Hola! Ciao! Konichiwa!

Teaching multilingual classes can be daunting but the rewards more than make up for the challenges.

Over the years I've found that whenever I've told someone that I teach English as a Foreign Language, the next question they invariably ask is "But how do you teach learners who don't speak your language?".

A seemingly valid point but of course we all know it's not necessary to be able to speak your learners' L1s to be able to teach them. Useful yes, but necessary no - if it was many of us would not be where we are today - but this is especially true for multilingual classes since it's unlikely that any teacher would be able to speak all the languages of their learners.
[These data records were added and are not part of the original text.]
PR #256, opened 2018-10-11
Fix getting the parser from the lazy step function on latest pytest

sliwinski-milosz:
It fixes https://github.com/pytest-dev/pytest-bdd/issues/250. For some unknown reason on the latest pytest `fixturedef.func` doesn't have `parser` attribute -> even that on `pytest==3.6.4` `parser` attribute is there.

Because of that difference, `pytest-bdd` was not able to find some fixtures.

My guess is that previous `pytest` calls `fixturedef.func` before our `find_argumented_step_fixture_name` is called.

The solution I found is to call the `func` if it is `lazy_step_func`. That call assigns  `parser` attribute and all work as before.

I found that solution during debugging but I don't know the root cause of the issue.

---
This change is [Reviewable](https://reviewable.io/reviews/pytest-dev/pytest-bdd/256)


sliwinski-milosz:
Fixed with https://github.com/pytest-dev/pytest-bdd/pull/257 using slightly different approach.

PR #258, opened 2018-10-18
Bump to version 3.0.0

youtux:
PR #255 introduced a backward incompatible change (there was no way out of that), so we have to bump to a major version.

---
This change is [Reviewable](https://reviewable.io/reviews/pytest-dev/pytest-bdd/258)


olegpidsadnyi:
looks good

PR #259, opened 2018-10-18
Add configuration for stale bot

youtux:


The-Compiler:
I fail to see the point with <40 open issues (and not many new ones). It'd probably be an annoyance rather than a help, because it's easier for a human to verify whether the currently open issues are still valid (irrespective of their age) or not.

youtux:
I think ~40 open issues are already too many to go through and check one by one if they are still relevant. Would this hurt? I think it would help to keep the number of issues to a minimum.

The-Compiler:
I think it would hurt - in a relatively slow-moving project with a handful of contributors, it can take a while until there's someone to take care of feature requests or even bugs (which is fine, nobody is getting paid for this after all, afaik). 

Then you end up having to either re-open issues by hand again, or you get duplicates for issues which were already reported before but closed. Or you'll need to keep things in your head rather than having a todo list in form of issues, which is a step back in my opinion.

I won't block this as a I haven't been very active in pytest-bdd development in the last couple of months, and other people might have a different opinion of course.

youtux:
> I think it would hurt - in a relatively slow-moving project with a handful of contributors, it can take a while until there's someone to take care of feature requests or even bugs (which is fine, nobody is getting paid for this after all, afaik).
> Then you end up having to either re-open issues by hand again, or you get duplicates for issues which were already reported before but closed. Or you'll need to keep things in your head rather than having a todo list in form of issues, which is a step back in my opinion.

We can use labels for issues we want to implement a solution for (`pinned` for example). But if you think it will not be beneficial, let's close this, no hard feelings.

PR #260, opened 2018-10-25
Update lowest required pytest version

sliwinski-milosz:
We use `bool` type ini option for `bdd_strict_gherkin`.

Support for that type has been added to `Parser.addini` starting from `pytest==2.9.0`.
https://docs.pytest.org/en/latest/changelog.html#id625

Due to above `pytest==2.9.0` is the lowest version that latest `pytest-bdd` can work with.

For testing with `pytest==2.9.0` you have to use `pytest-xdist<=1.17` as newer `pytest-xdist` requires `pytest>=3.0.0`.

### DIFF
--- a/CHANGES.rst
+++ b/CHANGES.rst
@@ -1,6 +1,11 @@
 Changelog
 =========
 
+3.0.1
+------
+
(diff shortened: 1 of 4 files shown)


youtux:
Thank you again @sliwinski-milosz :)

Issue #261, opened 2018-10-25
RemovedInPytest4Warning: MarkInfo objects are deprecated


sliwinski-milosz:
```
/usr/local/lib/python3.5/site-packages/pytest_bdd/reporting.py:78: RemovedInPytest4Warning: MarkInfo objects are deprecated as they contain merged marks which are hard to deal with correctly.
Please use node.get_closest_marker(name) or node.iter_markers(name).
Docs: https://docs.pytest.org/en/latest/mark.html#updating-code
  param_names = parametrize.args[0] if isinstance(parametrize.args[0], (tuple, list)) else [
```

Line that invokes warning:
https://github.com/pytest-dev/pytest-bdd/blob/master/pytest_bdd/reporting.py#L76

Replacing below (as suggested in warning message):
```
parametrize = node.keywords._markers.get('parametrize')
```
with:
```
node.get_marker('parametrize')
```
makes tests still pass and we get rid of warning however I need to dig deeper into reporting logic to understand if above fix don't break anything. `get_closest_marker` works too.

Tested on:
- `pytest-bdd==3.0.0`
- `pytest==3.9.2`

EDIT:
`get_marker` also triggers a warning as it is deprecated too. `get_closest_marker` does not trigger it.

youtux:
It seems to me that Node.get_marker is deprecated since pytest 3.6. I find it strange that using node.get_marker('parametrize') and then accessing parametrize.args doesn't trigger the warning.
I would just use get_closes_marker, to be honest. We have tests for reporting, so the feature should be covered.

sliwinski-milosz:
Sorry you are right, `get_marker` triggers warning too.
So `get_closes_marker` is a better solution here.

When I was teaching in London, for example, I often found myself teaching learners who spoke Spanish, Arabic, Portuguese, Italian, German and Korean in one class. Talk about the United Nations of TEFL!

I must say, though, teaching multilingual classes are at the top of my list of favourite things to do (during the week!) for so many reasons:

* Communication in English becomes so much easier.
It's not often in a multilingual class that I have to ask learners not to speak in the first language, because a lot of the time they have no one to speak to. This also means that when they do want to chat with their classmates, they naturally do it in English.

* Lessons are intrinsically interesting.
Because learners come from different countries, they can have vastly different backgrounds. Different backgrounds means different customs, beliefs and experiences. Learners enjoy speaking to their classmates because they are naturally interested in what they have to say. Teachers can take advantage of this and plan lessons which deal with the differences between the learners.

* There are loads of chances for opportunistic learning.
All this natural communication gives rise to numerous opportunities for error correction or language learning. Because this language input is relevant and contextualised, it'll be more likely to resonate with the learners and be more effective.

* Learners are exposed to different accents.
Gone are the days of BBC English being the only acceptable English accent and it is necessary for our learners to be able to understand the different Englishes they may come into contact with in the real world. Chatting with their classmates provides them with this opportunity.

*Teaching is learning too.
Probably the best reason for me, selfishly, is how much I learn in these classes, about different cultures, ideas, beliefs - even history and geography. Each lesson I am guaranteed to learn something new, which makes my job seem less of a job and more of an experience.

Multilingual classes aren't without their challenges - learners have different problems with the language and it can be difficult to cater to so many different cultures, just to name a few - but rest assured there's never a dull moment in a multilingual class.